Тёмные силы с лёгкостью отняли у горожан крышу над головой, а у многих и жизнь, но не смогли покорить сердца, горевшие любовью — чувством, о котором не имели никакого понятия. Смерть и хаос окутали город, улыбки исчезли с лиц, а небо сделалось серым, навевающим ужас.
Но вдруг, в одну из зловещих ночей, раздался пронзительный крик, и чёрные клубы дыма разорвала огромными крыльями огненная птица. Горстка людей, ещё имеющая силы сражаться, вдохновлённая её появлением, ринулась на своего опешившего противника и прогнала со своей земли. Недолго торжествовал король, решивший править на костях людей. Феникс сжёг его замок и заклевал самого, разбросав его пепел по ветру.
Воцарилась звенящая тишина на земле, и вот солнце несмело раздёрнуло серые шторы на небе, нежно коснувшись лучами, лежащего на камнях, Форджа, что пал, сражаясь в неравном бою. Огненная птица величественно опустилась подле него и закрыла крылами его рваные раны. Слёзы из глаз росинками стекли на них, излечивая до основания.
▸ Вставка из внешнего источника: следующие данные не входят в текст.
PR #2903, opened 2025-01-31
APS-1863 Tidy up Tasks Logic

davidatkinsuk:
* Move a tasks function from users service to tasks service
* Tidy up tasks integration tests
* Add a note on the TaskWrapper model around issue caused by extending user

### DIFF
--- a/src/main/kotlin/uk/gov/justice/digital/hmpps/approvedpremisesapi/controller/TasksController.kt
+++ b/src/main/kotlin/uk/gov/justice/digital/hmpps/approvedpremisesapi/controller/TasksController.kt
@@ -170,7 +170,7 @@ class TasksController(
       taskInfo.requiredPermission,
     )
 
-    val workload = userService.getUserWorkloads(users.map { it.id })
+    val workload = taskService.getUserWorkloads(users.map { it.id })
     val transformedAllocatableUsers = users.map {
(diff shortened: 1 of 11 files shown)


muhammad-elabdulla (approved):
LGTM

src/main/kotlin/uk/gov/justice/digital/hmpps/approvedpremisesapi/controller/TasksController.kt
```diff
@@ -170,7 +170,7 @@ class TasksController(
       taskInfo.requiredPermission,
     )
 
-    val workload = userService.getUserWorkloads(users.map { it.id })
+    val workload = taskService.getUserWorkloads(users.map { it.id })
```
gregkhawkins, line 173: think we can delete the `userService. getUserWorkloads()` function now we are no longer using it. Had a quick look in code base and nothing else calling it

gregkhawkins (approved):

src/main/kotlin/uk/gov/justice/digital/hmpps/approvedpremisesapi/controller/TasksController.kt
davidatkinsuk: ah good spot! i meant to do that :)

Фордж глубоко вздохнул и, приоткрыв воспалённые очи, увидел, как феникс, издав победный крик, поднялся в небо… и загорелся, растворяясь в солнечном диске.
Это был его брат, первый и настоящий друг, подаривший жизнь, ценою своей, и наказавший хранить этот маленький, но такой важный и тёплый мир. Мир улыбок и доброты, который нельзя купить деньгами, завоевать страхом и болью, покорить смертью…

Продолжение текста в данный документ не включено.